■ Provided entries:
○ ○ ○ ○ ○ ○ ○

PR #357, opened 2020-07-26
Update lobby-rules.md

prastle:
Updated the active mod list and added the new rules for Private hosts.

### DIFF
--- a/user-guide/lobby-rules.md
+++ b/user-guide/lobby-rules.md
@@ -4,82 +4,37 @@ title: Lobby Rules
 permalink: /user-guide/lobby-rules
 ---
 
+# Lobby Rules
 
-### General Rules
+These general rules apply to the Lobby and any games played in the lobby.
 
-#### Use the golden rule, "Treat others as you would want to be treated.”
-
-We have 5 rules written as follows, all players, including admins, must follow these simple 
-rules when playing on  the lobby, in bots, and when using the forums;
+## Use the golden rule, "Treat others as you would want to be treated."
 
 * Follow the Golden Rule and treat others as you would like to be treated!
 
-* No racism, sexism, and homophobic, or otherwise, vulgar language will be tolerated. 
-The admins do not care if it does not offend you and/or your friends. No bullying and/or 
-discrimination will be tolerated, that includes; Race, Religion, Sex, Age, Cultural Background, 
-Sexual Orientation. Use of foul language, discrimination and derogatory comments are not acceptable, 
-and are subject to admin disciplinary action. It is up to the admin to decide what is or is not 
-acceptable in regards to defamation, discrimination and spamming.
+* No verbal abuse. 
 
-* Due to the recent spat of BLATANT! racism in the lobby the TripleA Council has decided to increase 
-the punishment for these offences to an instant 2 week Ban on first offense!
+* No racist, sexist, homophobic, or otherwise, vulgar language. The moderators
+do not care if it does not offend you and/or your friends. No bullying and/or
+discrimination will be tolerated. It is up to the moderators to decide what is
+or is not acceptable language.
 
-* No verbal abuse. Doing so violates rule #1 above.
+* Listen to the moderators and follow their instructions.
 
-* Listen to the admins and follow their instructions. The admins are here to help the community 
-that you are playing on for free! Do what they say, and if you have a complaint, do it in a civil 
-manner on the forums here. Disobeying an admin can result in you being disciplined by the admins, 
-up to and including being kicked from the game, or temporarily/permanently being banned. We have a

○ ○ ○ ○ ○ ○ ○

■ Task objective:
Lines holding the word "playing" should be copied from the entries above.

■ Output below:
-rules when playing on  the lobby, in bots, and when using the forums;
-that you are playing on for free! Do what they say, and if you have a complaint, do it in a civil 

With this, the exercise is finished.